Torsion dystopia is tonic spasms of various muscle groups, mainly the torso, which manifest themselves while walking. Hyperkinesis is elaborate, often rotating around the longitudinal axis of the body (corkscrew-shaped). In such patients, due to uneven muscle tension, curvature of the spine occurs. The onset of torsion dystonia can manifest itself in the form of torticollis, since the neck muscles are the first to be affected.

Hemiballismus is, as a rule, non-rhythmic, one-sided, rough, large-swinging movements of the limbs, usually the upper. Reminiscent of the flapping of a bird's wing. Occurs more often with vascular pathology in the subthalamic nucleus (Lewis body).

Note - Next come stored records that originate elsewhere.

PR #21714, opened 2023-12-12
Revamp localeconv() handling

khwilliamson:
localeconv() is problematic.  It isn't thread-safe on any platform except modern Windows.  It returns lots of values, and from two different locale categories (which don't have to be set to the same locale), and it is buggy on Windows. And, it's used a lot in Windows, to find what the decimal point character is.

Thus there's lots of compensation locale.c does to accommodate this, and for the variances in Configurations.  This series of commits begins the process of simplifying it and speeding it up in some cases.

Often, the locale is C.  When this is the case, all the values are the same with one exception.  And those values are documented by the Standards, so are known at compile time, and thus no mutex locking is needed to make it thread-safe.  One commit introduces a stripped down function to use when the locale is C instead of the more general one.

Other commits simplify the code, in part by making greater use of tables.

### DIFF
--- a/embed.fnc
+++ b/embed.fnc
@@ -4415,12 +4415,12 @@ Sf	|char * |strftime_tm	|NN const char *fmt			\
 				|NN const struct tm *mytm
 # if defined(HAS_LOCALECONV)
 S	|HV *	|my_localeconv	|const int item
-S	|void	|populate_hash_from_localeconv					\
-				|NN HV *hv					\
-				|NN const char *locale				\
-				|const U32 which_mask				\
-				|NN const lconv_offset_t *strings[2]		\
-				|NULLOK const lconv_offset_t *integers[2]
+S	|void	|populate_hash_from_C_localeconv			\
+				|NN HV *hv				\
+				|NN const char *locale			\
+				|const U32 which_mask			\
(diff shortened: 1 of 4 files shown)


tonycoz (approved):

tonycoz:
I'll admit with all the workarounds we do for various buggy implementations (and the performance implications of those workaround), whether we'd be better off with our own locale implementation.  Floating point conversions make that harder though.

khwilliamson:
I don't think it is feasible for our own implementation.  If you think floating point is bad, consider collation.  We go to great lengths to use strxfrm() for that, kludging in a not-totally satisfactory way of handling embedded-NULs, which strxfrm(), doesn't deal with.  Similarly we would have to be able to read and parse the locale definitions on each platform.  I doubt that these are fully Standardized, much less their positions in the file system, or even their accessibility.

tonycoz:
My initial original thought for this was providing our own locale definitions, but that causes problems with systems that define locales we don't.  Then I thought we could generate definitions from the system definitions at build time, but that leads to copyright issues for Strawberry perl and other binary distributions (and I forgot about collations).

Then I thought we could extract them at runtime, but again I'd forgotten about collations.

My dreams of locale sanity, shattered.

PR #21719, opened 2023-12-14
 locale.c: Avoid some locale switching

khwilliamson:
In our emulation of nl_langinfo(), prior to this commit, we always
toggled the locales of two categories to the necessary ones.  But it
turns out that most paths through the code don't require this toggling.
This commit narrows the scope of the toggling to just those cases that
need it.

### DIFF
--- a/locale.c
+++ b/locale.c
@@ -6091,17 +6091,6 @@ S_my_langinfo_i(pTHX_
      * but they are not exposed.  Also calling setlocale(), then calling
      * GetThreadLocale() doesn't work, as the former doesn't change the
      * latter's return.  Therefore we are stuck using the mechanisms below. */
-
-#    ifdef WE_MUST_DEAL_WITH_MISMATCHED_CTYPE
-
-    const char * orig_CTYPE_locale = toggle_locale_c(LC_CTYPE, locale);
-
-#    endif
-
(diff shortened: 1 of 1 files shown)


locale.c
```diff
@@ -6105,68 +6105,66 @@ S_my_langinfo_i(pTHX_
 #    if      defined(HAS_SNPRINTF)                                          \
        && (! defined(HAS_LOCALECONV) || defined(TS_W32_BROKEN_LOCALECONV))
 
-        {
```
tonycoz: I expect removing the braces here would break C++ builds, assuming both this case and the following case can be compiled.

Removing the braces changes the scope of the declarations in the block from being limited to the block to include past the next case, which allows the initializations (like for floatbuf) to be bypassed, which isn't valid in C++.

tonycoz: I wasn't able to find a case where both blocks are compiled on Linux, but they don't seem to be entirely excluded.

tonycoz:
The second commit looks fine.

locale.c
khwilliamson: Sorry, I had already figured this out, but forgot I already had an open pull request.  And, it turns out that there was another place that needed the toggling.  PR now updated

tonycoz (approved):

PR #21720, opened 2023-12-14
locale.c: Move code to a separate function

khwilliamson:
Preprocessor directives will likely cause this code to be skipped and not compiled on modern libc's.  It is a fallback to when there is no mbtowc() nor mbrtowc() available on the platform, both C99 functions.

But, we've had too many examples of buggy libc functions, varying by platform, and so this is being kept for the time being so that perl will still work on a platform where these two functions are found to be buggy, and Configure is overridden to forbid their use.

Moving the code to a separate function isolates it from the mainline code, making that more understandable, and makes it easier to remove this code if we decide to.

Using the -b or -w options to diff will make the deltas in this commit more understandable, as the code was outdented in the new function.

### DIFF
--- a/locale.c
+++ b/locale.c
@@ -4567,6 +4567,8 @@ S_is_locale_utf8(pTHX_ const char * locale)
 
     return FALSE;
 
+     /* Definitively, can't be UTF-8 */
+#    define HAS_DEFINITIVE_UTF8NESS_DETERMINATION
 #  else
 
     /* If the input happens to be the same locale as we are currently setup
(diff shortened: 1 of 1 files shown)


locale.c
```diff
@@ -6513,305 +6525,310 @@ S_my_langinfo_i(pTHX_
...
 
-#          endif
-        };
+    /* For this portion of the file to compile, some C99 functions aren't
+     * available to us, even though we now require C99.  So, something must be
+     * wrong with them.  The code here should be good enough to work around
+     * this issue, but should the need arise, comments in S_is_locale_utf8()
+     * list some alternative C99 functions that could be tried.
+     *
+     * But MB_CUR_MAX is a C99 construct that helps a lot, is simple for a
```
tonycoz, line 6595: `MB_CUR_MAX` is C89

tonycoz:
This looks fine, but all the indentation and comment re-wrapping made this difficult to review.

tonycoz (approved):

khwilliamson:
Just moving it without changing the white space caused diff to spew out many, many misleading differences.  So I went ahead and did the white space changes, and in the commit message recommended using the diff options `-w` or `-b`; either of which stopped the misleading differences.

locale.c
khwilliamson: And so it is, even though it isn't in K&R v2, based on draft C89.  And the Linux man pages say C99.  Changed via a93c9128eb1306fc15c7b25040919300ce889d03.

I see now that `mbtowc()` is also C89.  Again the man page says C99 and it is missing from K&R.

PR #21722, opened 2023-12-14
Use reentrant API when MULTIPLICITY

khwilliamson:
Prior to this commit it was only done when using threads.  You can have MULTIPLICITY without threads.  And when you do, there is shared global data that can get clobbered, and which the reentrant API automagically greatly reduces the possibility of.

I claim that the prior situation indicates that it is pretty rare in practice to have MULTIPLICITY defined without threads.  Otherwise, we would be getting tickets about race conditions.  I believe @leont thinks that many programs would not use the affected libc calls, so this wouldn't be occurring much in the field.


Leont:
>  I believe @Leont thinks that many programs would not use the affected libc calls, so this wouldn't be occurring much in the field.

I suspect is usually overkill, but it's harmless overkill.

Leont (approved):

PR #21723, opened 2023-12-14
Fallback to use BitScan(Forward|Reverse) on MingW

khwilliamson:
Perl has functions that return the positions of the least or most significant one bit in a word.  gcc has builtins that do these specific operations, and they get compiled to a single instruction on many hardware platforms.  Windows instead has various BitScan functions that do the same thing.

MingW has both gcc and Windows, so it should have access to both the builtins and to the BitScan functions, but prior to this commit, if we didn't find gcc builtins on MingW, we wouldn't bother to look for the BitScan functions.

Myoclonus is short lightning-fast clonic twitching of individual muscles or their groups, so fast that there may be no movement of the limbs in space. Sometimes patients with myoclonus experience generalized seizures accompanied by dementia (myoclonus-epilepsy). Myoclonus occurs due to pathology of the cerebellar-red nuclear connections of the inferior olive and neostriatum. If myoclonus is constant, stereotypical, and has a clear localization, it is called myorhythmia. More often it occurs in the muscles of the face, tongue, pharynx, soft palate, and diaphragm.

Tic is a rapid contraction of individual muscle groups, creating various, usually stereotypical movements. The muscles of the neck and face suffer. The patient twitches his neck, as if adjusting his collar; throws his head back, as if straightening his hair, raises his shoulder, makes blinking movements, wrinkles his forehead, raises and lowers his eyebrows. In contrast to the neurotic, functional, unstable tic, the extrapyramidal tic is distinguished by its consistency and stereotyping.

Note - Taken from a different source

Issue #172, opened 2020-03-31
Respect VkPhysicalDeviceLimits::maxMemoryAllocationCount


jrprice:
When using UBOs/SSBOs for POD arguments, each kernel enqueue performs a new memory allocation, which is freed when the kernel instance completes. We don't currently track how many kernel instances are currently in flight, and so it is possible to exceed `VkPhysicalDeviceLimits::maxMemoryAllocationCount` allocations (the min max value for this is 4096). When this happens kernel enqueue and kernel creation commands start failing with `CL_OUT_OF_RESOURCES`.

Most hyperkinesis caused by damage to the extrapyramidal system disappear during sleep, and intensify with excitement and voluntary movements.

Clinically, hyperkinetic-hypotonic syndrome seems to be the opposite of parkinsonism syndrome. This antagonism is the result of the occurrence of opposite mediator shifts. Thus, with a hereditary disease - Huntington's chorea - a decrease in the amount of acetylcholine and GAM K, as well as enzymes responsible for their synthesis, was detected in the neostriatal system. The amount of dopamine is increased. Therefore, to treat patients with Huntington's chorea, drugs that suppress dopaminergic transmission are used - reserpine, aminazine, haloperidol, lithium preparations.

When studying the functions of the extrapyramidal system, the patient’s movements and posture, facial expressions, expressiveness of speech are assessed, muscle tone is checked, hyperkinesis, psycho-emotional disorders and autonomic disorders are identified.